━━━ Data in this exercise
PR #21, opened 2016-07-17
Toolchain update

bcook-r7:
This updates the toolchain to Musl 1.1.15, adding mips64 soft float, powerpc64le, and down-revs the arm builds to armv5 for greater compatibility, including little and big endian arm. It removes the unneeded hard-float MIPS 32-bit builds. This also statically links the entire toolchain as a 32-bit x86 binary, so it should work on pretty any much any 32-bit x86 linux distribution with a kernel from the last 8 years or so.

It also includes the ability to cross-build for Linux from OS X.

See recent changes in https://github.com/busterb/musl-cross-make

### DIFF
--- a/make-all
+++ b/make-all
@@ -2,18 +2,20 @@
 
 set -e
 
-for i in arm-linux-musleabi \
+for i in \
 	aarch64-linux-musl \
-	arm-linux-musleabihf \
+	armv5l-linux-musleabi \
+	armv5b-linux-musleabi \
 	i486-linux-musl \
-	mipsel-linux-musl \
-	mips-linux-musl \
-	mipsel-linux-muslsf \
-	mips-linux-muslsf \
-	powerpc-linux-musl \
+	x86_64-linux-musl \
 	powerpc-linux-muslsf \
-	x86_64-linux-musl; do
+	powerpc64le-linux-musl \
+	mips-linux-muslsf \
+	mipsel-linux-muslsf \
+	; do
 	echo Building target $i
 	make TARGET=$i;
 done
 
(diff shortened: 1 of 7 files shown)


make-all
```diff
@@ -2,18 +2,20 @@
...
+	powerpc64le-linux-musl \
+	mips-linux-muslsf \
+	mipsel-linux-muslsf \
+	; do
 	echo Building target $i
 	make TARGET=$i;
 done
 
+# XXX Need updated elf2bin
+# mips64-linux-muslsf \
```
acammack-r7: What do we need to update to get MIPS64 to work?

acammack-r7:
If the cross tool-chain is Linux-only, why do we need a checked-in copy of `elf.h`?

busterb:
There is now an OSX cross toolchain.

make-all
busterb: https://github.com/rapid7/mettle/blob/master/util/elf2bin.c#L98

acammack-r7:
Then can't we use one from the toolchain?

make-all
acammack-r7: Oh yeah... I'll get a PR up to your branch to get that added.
━━━━━━
_Requirement:_ Reproduce every record, making sure each one stays exactly the same.

_Written solution:_
PR #21, opened 2016-07-17
Toolchain update

bcook-r7:
This updates the toolchain to Musl 1.1.15, adding mips64 soft float, powerpc64le, and down-revs the arm builds to armv5 for greater compatibility, including little and big endian arm. It removes the unneeded hard-float MIPS 32-bit builds. This also statically links the entire toolchain as a 32-bit x86 binary, so it should work on pretty any much any 32-bit x86 linux distribution with a kernel from the last 8 years or so.

It also includes the ability to cross-build for Linux from OS X.

See recent changes in https://github.com/busterb/musl-cross-make

### DIFF
--- a/make-all
+++ b/make-all
@@ -2,18 +2,20 @@
 
 set -e
 
-for i in arm-linux-musleabi \
+for i in \
 	aarch64-linux-musl \
-	arm-linux-musleabihf \
+	armv5l-linux-musleabi \
+	armv5b-linux-musleabi \
 	i486-linux-musl \
-	mipsel-linux-musl \
-	mips-linux-musl \
-	mipsel-linux-muslsf \
-	mips-linux-muslsf \
-	powerpc-linux-musl \
+	x86_64-linux-musl \
 	powerpc-linux-muslsf \
-	x86_64-linux-musl; do
+	powerpc64le-linux-musl \
+	mips-linux-muslsf \
+	mipsel-linux-muslsf \
+	; do
 	echo Building target $i
 	make TARGET=$i;
 done
 
(diff shortened: 1 of 7 files shown)


make-all
```diff
@@ -2,18 +2,20 @@
...
+	powerpc64le-linux-musl \
+	mips-linux-muslsf \
+	mipsel-linux-muslsf \
+	; do
 	echo Building target $i
 	make TARGET=$i;
 done
 
+# XXX Need updated elf2bin
+# mips64-linux-muslsf \
```
acammack-r7: What do we need to update to get MIPS64 to work?

acammack-r7:
If the cross tool-chain is Linux-only, why do we need a checked-in copy of `elf.h`?

busterb:
There is now an OSX cross toolchain.

make-all
busterb: https://github.com/rapid7/mettle/blob/master/util/elf2bin.c#L98

acammack-r7:
Then can't we use one from the toolchain?

make-all
acammack-r7: Oh yeah... I'll get a PR up to your branch to get that added.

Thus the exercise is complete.